4.3 KiB
🔀 #27 - Faster Gemma2
| Author | ikawrakow |
|---|---|
| State | ❌ Closed |
| Created | 2024-08-27 |
| Updated | 2024-08-27 |
Description
In a previous PR I has fused scale - tanh - scale used for "soft-capping" activations into a GGML_OP_SOFTCAP operation. This PR further fuses GGML_OP_SOFTCAP with GGML_OP_SOFT_MAX into a new GGML_OP_SOFT_CAP_MAX operation.
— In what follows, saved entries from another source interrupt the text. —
PR #1721, opened 2017-10-20
Always lock chunks first to avoid deadlock

abicky:
This PR resolves https://github.com/fluent/fluentd/issues/1549.

For example, deadlock occurs by the following steps before this commit:

1. input plugin thread receives multiple events
  (`metadata_and_data.size > 1`)
2. input plugin thread processes the first `metadata_and_data` element
  and aquires the lock of chunk1 (`chunk.mon_exit` in `Buffer#write`)
3. enqueue thread aquires the lock of buffer
  (`synchronize` in `Buffer#enqueue_chunk`)
4. enqueue thread tries to aquire the lock of chunk1
  (`chunk.synchronize` in `Buffer#enqueue_chunk`)
5. input plugin thread processes the second `metadata_and_data` element
  and tries to aquire the lock of buffer (`synchronize` in `Buffer#write_once`)

cf. https://github.com/fluent/fluentd/issues/1549#issuecomment-335736547

### DIFF
--- a/lib/fluent/plugin/buffer.rb
+++ b/lib/fluent/plugin/buffer.rb
@@ -323,7 +323,7 @@ module Fluent
             else
               @queue << chunk
               @queued_num[metadata] = @queued_num.fetch(metadata, 0) + 1
-              chunk.enqueued! if chunk.respond_to?(:enqueued!)
+              chunk.enqueued!
             end
           end
           bytesize = chunk.bytesize
@@ -340,7 +340,7 @@ module Fluent
             metadata = chunk.metadata
             @queue << chunk
             @queued_num[metadata] = @queued_num.fetch(metadata, 0) + 1
-            chunk.enqueued! if chunk.respond_to?(:enqueued!)
+            chunk.enqueued!
           end
           @queue_size += chunk.bytesize
         end
--- a/lib/fluent/plugin/buffer.rb
+++ b/lib/fluent/plugin/buffer.rb
@@ -319,20 +319,18 @@ module Fluent
         return nil unless chunk
 
         chunk.synchronize do
-          if chunk.empty?
-            chunk.close
-          else
-            synchronize do
+          synchronize do
+            if chunk.empty?
+              chunk.close
+            else
               @queue << chunk
               @queued_num[metadata] = @queued_num.fetch(metadata, 0) + 1
+              chunk.enqueued!
             end
-            chunk.enqueued!
+            bytesize = chunk.bytesize
+            @stage_size -= bytesize
+            @queue_size += bytesize
           end
-        end
-        bytesize = chunk.bytesize
-        synchronize do
-          @stage_size -= bytesize
-          @queue_size += bytesize
         end
         nil
       end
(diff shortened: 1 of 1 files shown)


abicky:
@repeatedly Could you review the change? I want to try the latest version (v0.14.22.rc2?) which includes this change in our production environment if it looks good to you.

repeatedly:
Thanks! I will review it!

abicky:
I found there were errors like `unexpected error while checking flushed chunks. ignored. error_class=RuntimeError error="can't enqueue buffer file: path = /fluentd/log/..., error = 'closed stream'"` and I'll investigate the cause 🙇

abicky:
I fixed "closed stream" error in  https://github.com/fluent/fluentd/pull/1721/commits/1a6f16b4c2c06060c65837c1167d055ec93bded5.

@repeatedly Please review. I've checked the behavior in our development environment and it works fine. I want your review before I try it in our production environment.
Some tests failed in Travis CI, but these tests seem to sometimes fails also in master branch, aren't they?

lib/fluent/plugin/buffer.rb
```diff
@@ -340,25 +342,24 @@ def enqueue_unstaged_chunk(chunk)
...
-              v = yield metadata, chunk
-              enqueue_chunk(metadata) if v
-            end
-          else
-            @stage.keys.each do |metadata|
-              enqueue_chunk(metadata)
-            end
+        if block_given?
+          synchronize{ @stage.keys }.each do |metadata|
+            chunk = @stage[metadata]
```
repeatedly: No need `synchronized` guard here?

repeatedly: Hmm... deleting metadata from `@stage` happens in only `enqueue_chunk` so it seems safe.

abicky: I think data race doesn't occur in  CRuby thanks to GIL and `synchronized` is not necessary, but I'll change the code like below for other Ruby implementations:

```diff
diff --git a/lib/fluent/plugin/buffer.rb b/lib/fluent/plugin/buffer.rb
index 337b3b79..61a904ed 100644
--- a/lib/fluent/plugin/buffer.rb
+++ b/lib/fluent/plugin/buffer.rb
@@ -351,11 +351,15 @@ module Fluent
       def enqueue_all
         log.trace "enqueueing all chunks in buffer", instance: self.object_id
         if block_given?
-          synchronize{ @stage.keys }.each do |metadata|
-            chunk = @stage[metadata]
-            next unless chunk
-            v = yield metadata, chunk
-            enqueue_chunk(metadata) if v
+          metadata_array = []
+          synchronize do
+            @stage.each do |metadata, chunk|
+              v = yield metadata, chunk
+              metadata_array << metadata if v
+            end
+          end
+          metadata_array.each do |metadata|
+            enqueue_chunk(metadata)
           end
         else
           synchronize{ @stage.keys }.each do |metadata|
```

repeatedly: Yes but currently fluentd focus on CRuby so I think code change is not needed for now.
But added comment is better for the future.

abicky: Okey, I added a comment https://github.com/fluent/fluentd/pull/1721/commits/2261428eab806a061e6e39824f6da125100386f1

PR #1722, opened 2017-10-21
Lock buffers in order of metadata

tagomoris:
When 2 or more input plugin threads try to emit events into an output plugin (and its buffer plugin instance), it may occur dead-lock, because the order of chunks to be locked are random for now.

This change introduces to sort metadata before locking chunks, to lock chunks in same order in different threads.

### DIFF
--- a/lib/fluent/plugin/buffer.rb
+++ b/lib/fluent/plugin/buffer.rb
@@ -72,14 +72,16 @@ module Fluent
             return 1
           end
           # both of v1 and v2 are non-nil
-          if v1.keys.sort != v2.keys.sort
-            if v1.keys.size == v2.keys.size
-              v1.keys.sort <=> v2.keys.sort
+          v1_sorted_keys = v1.keys.sort
+          v2_sorted_keys = v2.keys.sort
+          if v1_sorted_keys != v2_sorted_keys
+            if v1_sorted_keys.size == v2_sorted_keys.size
+              v1_sorted_keys <=> v2_sorted_keys
             else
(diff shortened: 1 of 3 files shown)


tagomoris:

lib/fluent/plugin/buffer.rb
```diff
@@ -62,6 +62,72 @@ class BufferChunkOverflowError < BufferError; end # A record size is larger than
...
+        def cmp_variables(v1, v2)
+          if v1.nil? && v2.nil?
+            return 0
+          elsif v1.nil? # v2 is non-nil
+            return -1
+          elsif v2.nil? # v1 is non-nil
+            return 1
+          end
+          # both of v1 and v2 are non-nil
+          if v1.keys.sort != v2.keys.sort
```
repeatedly: `v1.keys` and `v2.keys` should be assigned to local variables because each `keys` call creates new object.
metadata comparison is called heavily in buffers so reducing object allocation is better.

repeatedly:
BTW... with this patch, https://github.com/fluent/fluentd/blob/master/test/plugin/test_buffer.rb#L861 this assertion always fails.

lib/fluent/plugin/buffer.rb
tagomoris: I see. Will fix it.

tagomoris:
I've pushed commits to fix performance issue and existing tests.

repeatedly:
Thx!

PR #1729, opened 2017-10-27
Issue 1726: Fix for in_tcp log corruption under load.

AM-iain:
The TCP input plugin shares a single buffer across all connections.  Under load
the buffer sometimes gets truncated.  The suspicion is that concurrent
connections race to modify it.

Long message is received.
Short message is received while the long message is still being parsed.
The short message is parsed so the buffer will be truncated.
The buffer, which now contains "longmessage\nshort\n", is truncated by the
length of the short message.  It is now "longm".
Another message arrives.  Now the buffer is "longmanother\n", which does not
parse.
The whole buffer is thrown away and subsequent messages are received and
handled as usual.
Eventually the pattern repeats.

The fix is to use a per-connection buffer.

### DIFF
--- a/lib/fluent/plugin/in_tcp.rb
+++ b/lib/fluent/plugin/in_tcp.rb
@@ -55,13 +55,12 @@ module Fluent::Plugin
     def start
       super
 
-      @buffer = ''
       server_create(:in_tcp_server, @port, bind: @bind) do |data, conn|
-        @buffer << data
+        conn.buffer << data
         begin
           pos = 0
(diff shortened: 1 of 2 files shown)


repeatedly:
Reporter confirmed this patch fixed the issue. Thanks!

sampointer:
It would be a great help if this could be taged as `0.14.23`

sampointer:
I am a colleague of @AM-iain. We've tested this on our infrastructure successfully. `0.14.23` would be a great help.

PR #1733, opened 2017-11-01
filter_parser: Fix dumpped result for avoiding escape sequence injection

repeatedly:
Escape sequence is affected when user launches fluentd without log option in the console.

### DIFF
--- a/lib/fluent/plugin/filter_parser.rb
+++ b/lib/fluent/plugin/filter_parser.rb
@@ -53,7 +53,7 @@ class Fluent::ParserFilter < Fluent::Filter
             if @emit_invalid_record_to_error
               router.emit_error_event(tag, time, record, ::Fluent::ParserError.new("pattern not match with data '#{raw_value}'"))
             else
-              log.warn "pattern not match with data '#{raw_value}'" unless @suppress_parse_error_log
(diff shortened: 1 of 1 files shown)


MarwanBayadsi:
hi,
In which version of td-agent i can get this fix ?

repeatedly:
Yes, latest td-agent 2 doesn't include this fix yet.
We don't have new td-agent 2 plan for this patch because td-agent use-case doesn't have this problem for now.

chaosoldier:
hi,

Please tell me when will this fixed version (0.12.41) be available on the yum rpm repository?
https://github.com/fluent/fluentd/blob/v0.12/CHANGELOG.md#bug-fixes
https://td-agent-package-browser.herokuapp.com/2/redhat/6/x86_64

> use-case doesn't have this problem for now.
Is this comment means the injenction will be safe for all use-case?? 
https://docs.treasuredata.com/articles/td-agent-changelog

repeatedly:
> Is this comment means the injenction will be safe for all use-case??

If you use td-agent with default way, yes. If you use fluentd directly in td-agent and no log / daemonize option, this problem happens.
If you want to use latest version in existing td-agent, update fluentd to latest is one way.

chaosoldier:
thank you for answering my question.

PR #1738, opened 2017-11-06
Move tick check to after heartbeat for avoiding the impact of other node heartbeat. fix #1719

### LINKED ISSUE #1719: Unexpected Multiple Server Behavior
FluentD v14 - Technically google-fluentd, but observed in td-agent as well.
CentOS

```
<match tag.**>
  @type forward
<server>
    name fluentd-groupb-1
    host x.y.z.w
    port 24228
    weight 60
  </server>

  <server>
    host x.y.z.w
    port 24228
    weight 60
  </server>

  <server>
    host x.y.z.w
    port 24228
    weight 60
  </server>
.... other stuff ....
</match>
```

Problem: In this multiple server forwarding config if I take down any of the machines they will all eventually be marked as "no nodes available" even though two of them are available. Am I misunderstanding this multi-server configuration option?

repeatedly:
In the past, fluentd supports only UDP heartbeat and it uses async check between fluentd nodes.
So if previous node takes longer time for heartbeat, it doesn't affect elapsed time.
On the other hand, recent fluentd supports TCP heartbeat and it uses sync check via tcp connection.
So if previous node takes longer time, it affects elapsed time for current node and it causes misjudgment.
To avoid the problem, elapsed time calculation should be done after heartbeat.

### DIFF
--- a/lib/fluent/plugin/out_forward.rb
+++ b/lib/fluent/plugin/out_forward.rb
@@ -395,9 +395,6 @@ module Fluent::Plugin
 
     def on_timer
       @nodes.each {|n|
-        if n.tick
-          rebuild_weight_array
-        end
         begin
           log.trace "sending heartbeat", host: n.host, port: n.port, heartbeat_type: @heartbeat_type
           n.usock = @usock if @usock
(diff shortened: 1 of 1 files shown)


repeatedly:
@mururu Could you check this change?

mururu:
Looks good.

Issue #1713, opened 2017-10-09
 error="bignum too big to convert into `unsigned long long'"


kkniffin:
Check [CONTRIBUTING guideline](https://github.com/fluent/fluentd/blob/master/CONTRIBUTING.md) first and here is the list to help us investigate the problem.

fluentd 0.14.21
Linux

I am having an issue where data is being sent to FluentD that throws an error and the system is unrecoverable and logs no longer flow until I stop and restart the service again. I am unsure what specific data message is causing the issue and also why a message would cause the system to no longer respond to future messages and simply fail. I would think that it would error on just that one message but continue to process future ones?

The error I eventually receive is: 

```
2017-10-09 14:13:57 +0000 [warn]: #0 fluent/event_router.rb:87:emit: suppressed same stacktrace
fluentd-nxlog_1   | 2017-10-09 14:13:57 +0000 [warn]: #0 fluent/log.rb:336:warn: emit transaction failed: error_class=RangeError error="bignum too big to convert into `unsigned long long'" tag="nxlog"
fluentd-nxlog_1   |   2017-10-09 14:13:57 +0000 [warn]: #0 fluent/event_router.rb:87:emit: suppressed same stacktrace
fluentd-nxlog_1   | 2017-10-09 14:13:57 +0000 [error]: #0 fluent/log.rb:356:error: unexpected error on reading data host="x.x.x.x" port=60051 error_class=RangeError error="bignum too big to convert into `unsigned long long'"
```

This is the Fluentd Config I have:
```
<system>
  log_level error
</system>


####################
###### SOURCES #####
####################

<source>
        @type tcp
        format json
        port 5140
        tag nxlog
</source>


#####################
##### MANIPULATE ####
#####################

#### Add Server Received Time to Records
#<filter nxlog>
#       @type record_modifier
#       <record>
#               FluentDReceived ${Time.at(time).to_s}
#       </record>
#</filter>

######################################
##### Beat Processing ################
######################################

<match nxlog>
        @type rewrite_tag_filter
        rewriterule1 NXLogFileType ^dhcp$ nxlog.tagged.dhcp
        rewriterule2 NXLogFileType ^nps$ nxlog.tagged.nps
        rewriterule3 NXLogFileType ^dns$ nxlog.tagged.dns
        rewriterule4 NXLogFileType ^wineventlog$ nxlog.tagged.wineventlog
        rewriterule5 NXLogFileType ^iis$ nxlog.tagged.iis
[...]

Issue #1696, opened 2017-09-18
fluentd crashes with "Too many open files"


reimarstier:
- fluentd-0.14.21
- raspbian, log files reside on a cifs (samba) mount
- configuration reads lines with in_tail plugin and writes to kafka
- fluentd is reading fast rolling logs and sending them to a kafka cluster

After some time fluentd crashes with an error "Too many open files". This problem only arises in connection with fast rolling log files (sometimes a file only exists for about 10 seconds - hence the reason why fluentd was necessary to trace those logs). Other applications without the fast rolling log behavior do not have this problem. Increasing the hard/soft limits of the number of open files in /etc/security/limits.conf simply prolongs the first incident of this problem.

It seems like fluentd is not able to close those files in time to keep reading at that pace. Maybe this is not an issue as long there are not that many files to read. 

Fluentd process quits with following stacktrace:
```
2017-09-14 16:00:08 +0200 [info]: #0 following tail of /srv/cifs/Application.txt
2017-09-14 16:00:08 +0200 [error]: #0 bignum too big to convert into `long long'
  2017-09-14 16:00:08 +0200 [error]: #0 /var/lib/gems/2.3.0/gems/fluentd-0.14.21/lib/fluent/plugin/in_tail.rb:691:in `seek'
  2017-09-14 16:00:08 +0200 [error]: #0 /var/lib/gems/2.3.0/gems/fluentd-0.14.21/lib/fluent/plugin/in_tail.rb:691:in `open'
  2017-09-14 16:00:08 +0200 [error]: #0 /var/lib/gems/2.3.0/gems/fluentd-0.14.21/lib/fluent/plugin/in_tail.rb:707:in `with_io'
  2017-09-14 16:00:08 +0200 [error]: #0 /var/lib/gems/2.3.0/gems/fluentd-0.14.21/lib/fluent/plugin/in_tail.rb:645:in `on_notify'
  2017-09-14 16:00:08 +0200 [error]: #0 /var/lib/gems/2.3.0/gems/fluentd-0.14.21/lib/fluent/plugin/in_tail.rb:477:in `detach'
  2017-09-14 16:00:08 +0200 [error]: #0 /var/lib/gems/2.3.0/gems/fluentd-0.14.21/lib/fluent/plugin/in_tail.rb:306:in `detach_watcher'
[...]

PR #1742, opened 2017-11-09
in_tail: Skip setup failed watcher to avoid resource leak and log bloat. ref #1713

repeatedly:
This is temporal solution and to log the important information.

In addition, introduce `WatcherSetupError` to unify setup error.
If we have other setup failed cause, we should use this error instead of adhoc logging/error.

### DIFF
--- a/lib/fluent/plugin/in_tail.rb
+++ b/lib/fluent/plugin/in_tail.rb
@@ -34,6 +34,16 @@ module Fluent::Plugin
 
     helpers :timer, :event_loop, :parser, :compat_parameters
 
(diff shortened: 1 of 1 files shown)


repeatedly:

mururu:
@repeatedly I can't see why in_tail is related to #1713. It doesn't use in_tail. Could you explain it?

repeatedly:
Ah... sorry. The issue number is incorrect.
https://github.com/fluent/fluentd/issues/1696 is correct.
Will change the commit message.

mururu:
I see.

This is useful for, e.g., self-attention in the Gemma-2 series of models, and leads to a significant performance increase.
In addition, "soft-capping" is added to flash attention. I see this has also been done in mainline llama.cpp in PR-8542 and PR-9159.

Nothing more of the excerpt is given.